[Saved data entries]
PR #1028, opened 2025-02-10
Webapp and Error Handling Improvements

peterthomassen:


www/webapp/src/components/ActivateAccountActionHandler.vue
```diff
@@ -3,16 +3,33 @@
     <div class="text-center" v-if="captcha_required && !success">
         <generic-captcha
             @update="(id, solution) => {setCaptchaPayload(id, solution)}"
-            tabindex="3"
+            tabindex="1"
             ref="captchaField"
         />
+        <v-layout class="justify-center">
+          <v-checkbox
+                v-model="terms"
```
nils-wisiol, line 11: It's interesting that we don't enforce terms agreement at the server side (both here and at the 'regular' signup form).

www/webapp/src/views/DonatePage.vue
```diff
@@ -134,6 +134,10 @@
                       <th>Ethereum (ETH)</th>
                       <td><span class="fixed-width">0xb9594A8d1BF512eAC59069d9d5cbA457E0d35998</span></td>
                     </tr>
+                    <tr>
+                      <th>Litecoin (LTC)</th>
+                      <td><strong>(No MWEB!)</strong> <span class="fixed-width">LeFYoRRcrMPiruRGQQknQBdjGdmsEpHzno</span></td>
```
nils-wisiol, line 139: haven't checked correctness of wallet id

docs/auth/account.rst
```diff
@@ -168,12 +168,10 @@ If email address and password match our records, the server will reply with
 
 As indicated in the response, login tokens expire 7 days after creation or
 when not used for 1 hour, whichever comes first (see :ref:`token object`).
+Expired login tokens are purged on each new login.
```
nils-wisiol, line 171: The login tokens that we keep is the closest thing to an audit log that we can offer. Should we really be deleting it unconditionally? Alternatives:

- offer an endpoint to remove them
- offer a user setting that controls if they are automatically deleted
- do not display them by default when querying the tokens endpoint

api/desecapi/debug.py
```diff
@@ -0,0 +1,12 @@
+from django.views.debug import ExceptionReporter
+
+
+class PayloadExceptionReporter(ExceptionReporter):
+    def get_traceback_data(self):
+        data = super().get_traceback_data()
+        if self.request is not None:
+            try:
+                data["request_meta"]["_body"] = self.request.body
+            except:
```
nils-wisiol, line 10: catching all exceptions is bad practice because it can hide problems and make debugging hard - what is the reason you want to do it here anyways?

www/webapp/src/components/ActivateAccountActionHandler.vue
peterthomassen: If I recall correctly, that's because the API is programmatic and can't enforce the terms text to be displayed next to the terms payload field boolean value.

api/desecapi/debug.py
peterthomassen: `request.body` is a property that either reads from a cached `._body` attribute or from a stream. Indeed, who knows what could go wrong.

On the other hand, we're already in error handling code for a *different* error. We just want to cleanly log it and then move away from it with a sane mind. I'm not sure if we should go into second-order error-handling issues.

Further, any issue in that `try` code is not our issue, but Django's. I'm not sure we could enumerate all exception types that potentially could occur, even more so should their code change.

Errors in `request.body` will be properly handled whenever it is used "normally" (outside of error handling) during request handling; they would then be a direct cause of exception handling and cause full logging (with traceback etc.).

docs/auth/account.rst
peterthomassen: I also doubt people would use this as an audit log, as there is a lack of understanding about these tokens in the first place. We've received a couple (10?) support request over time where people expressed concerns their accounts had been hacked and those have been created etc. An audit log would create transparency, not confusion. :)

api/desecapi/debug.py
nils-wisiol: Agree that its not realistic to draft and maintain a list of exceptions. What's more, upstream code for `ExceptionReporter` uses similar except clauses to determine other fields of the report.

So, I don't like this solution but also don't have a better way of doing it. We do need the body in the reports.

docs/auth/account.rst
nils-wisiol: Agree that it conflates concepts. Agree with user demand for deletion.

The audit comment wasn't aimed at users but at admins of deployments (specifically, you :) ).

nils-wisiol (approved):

...

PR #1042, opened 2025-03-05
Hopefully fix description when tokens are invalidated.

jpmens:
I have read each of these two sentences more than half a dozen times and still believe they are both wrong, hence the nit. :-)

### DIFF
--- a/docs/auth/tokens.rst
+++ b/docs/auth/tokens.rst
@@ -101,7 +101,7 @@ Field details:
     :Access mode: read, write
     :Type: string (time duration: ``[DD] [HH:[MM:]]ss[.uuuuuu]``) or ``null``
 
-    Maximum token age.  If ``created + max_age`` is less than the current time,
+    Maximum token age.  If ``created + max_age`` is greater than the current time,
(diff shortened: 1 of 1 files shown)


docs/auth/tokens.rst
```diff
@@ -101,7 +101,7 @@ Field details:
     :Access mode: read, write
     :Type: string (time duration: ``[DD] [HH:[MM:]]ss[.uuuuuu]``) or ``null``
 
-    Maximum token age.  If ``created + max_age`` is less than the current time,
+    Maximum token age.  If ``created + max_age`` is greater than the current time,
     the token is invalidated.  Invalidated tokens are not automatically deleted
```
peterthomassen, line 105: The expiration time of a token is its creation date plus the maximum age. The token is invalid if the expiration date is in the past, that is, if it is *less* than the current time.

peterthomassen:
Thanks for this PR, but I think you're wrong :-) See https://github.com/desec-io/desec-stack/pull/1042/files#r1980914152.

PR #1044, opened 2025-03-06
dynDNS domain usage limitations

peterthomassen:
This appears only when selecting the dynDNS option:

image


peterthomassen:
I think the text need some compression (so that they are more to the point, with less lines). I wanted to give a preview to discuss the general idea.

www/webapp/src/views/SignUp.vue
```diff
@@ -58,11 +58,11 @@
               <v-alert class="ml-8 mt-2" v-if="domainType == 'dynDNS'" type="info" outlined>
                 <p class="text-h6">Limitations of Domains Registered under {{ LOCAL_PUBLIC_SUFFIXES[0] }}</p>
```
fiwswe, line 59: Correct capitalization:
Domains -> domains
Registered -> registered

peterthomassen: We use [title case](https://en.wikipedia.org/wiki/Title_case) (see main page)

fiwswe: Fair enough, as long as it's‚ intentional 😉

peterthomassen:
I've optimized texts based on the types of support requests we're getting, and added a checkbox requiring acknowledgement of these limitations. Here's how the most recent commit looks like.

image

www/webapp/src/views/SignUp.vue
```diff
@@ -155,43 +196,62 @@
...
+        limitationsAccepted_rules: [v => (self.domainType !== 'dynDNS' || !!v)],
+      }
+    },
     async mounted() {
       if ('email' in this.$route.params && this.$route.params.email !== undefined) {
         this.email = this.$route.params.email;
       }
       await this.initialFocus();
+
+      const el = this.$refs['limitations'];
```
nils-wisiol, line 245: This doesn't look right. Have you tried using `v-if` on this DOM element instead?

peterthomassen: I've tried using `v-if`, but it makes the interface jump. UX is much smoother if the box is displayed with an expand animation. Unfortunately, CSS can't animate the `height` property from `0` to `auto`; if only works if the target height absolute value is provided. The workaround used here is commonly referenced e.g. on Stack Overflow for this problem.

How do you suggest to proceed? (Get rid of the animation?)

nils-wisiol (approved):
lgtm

---

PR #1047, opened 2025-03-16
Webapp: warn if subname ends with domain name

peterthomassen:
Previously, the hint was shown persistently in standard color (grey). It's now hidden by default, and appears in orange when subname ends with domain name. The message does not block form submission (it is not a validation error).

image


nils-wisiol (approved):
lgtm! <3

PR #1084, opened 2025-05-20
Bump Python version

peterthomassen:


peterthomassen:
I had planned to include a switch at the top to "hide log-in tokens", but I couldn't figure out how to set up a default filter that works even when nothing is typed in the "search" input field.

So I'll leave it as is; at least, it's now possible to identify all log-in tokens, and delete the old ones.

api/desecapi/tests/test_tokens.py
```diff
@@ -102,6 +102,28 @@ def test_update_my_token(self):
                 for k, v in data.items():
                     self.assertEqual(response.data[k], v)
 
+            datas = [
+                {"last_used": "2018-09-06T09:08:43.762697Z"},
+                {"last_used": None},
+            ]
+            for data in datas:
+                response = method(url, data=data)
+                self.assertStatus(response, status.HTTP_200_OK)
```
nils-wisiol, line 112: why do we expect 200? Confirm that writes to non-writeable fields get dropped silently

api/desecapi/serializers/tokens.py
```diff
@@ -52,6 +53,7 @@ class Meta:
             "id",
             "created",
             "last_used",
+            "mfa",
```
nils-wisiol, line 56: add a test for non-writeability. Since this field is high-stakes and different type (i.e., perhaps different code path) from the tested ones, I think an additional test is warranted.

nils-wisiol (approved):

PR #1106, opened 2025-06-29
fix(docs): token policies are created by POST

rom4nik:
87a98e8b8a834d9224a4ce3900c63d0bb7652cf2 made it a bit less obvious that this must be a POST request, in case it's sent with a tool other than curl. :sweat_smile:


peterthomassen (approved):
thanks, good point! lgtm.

§ **Task description**: For this exercise, repeat exactly the lines of the data above from the one with "87a98e8b8a834d9224a4ce3900c63d0bb7652cf2 made it" down to the one with "thanks, good point! lgtm.", both end lines included.

§ **Task solution**:
87a98e8b8a834d9224a4ce3900c63d0bb7652cf2 made it a bit less obvious that this must be a POST request, in case it's sent with a tool other than curl. :sweat_smile:


peterthomassen (approved):
thanks, good point! lgtm.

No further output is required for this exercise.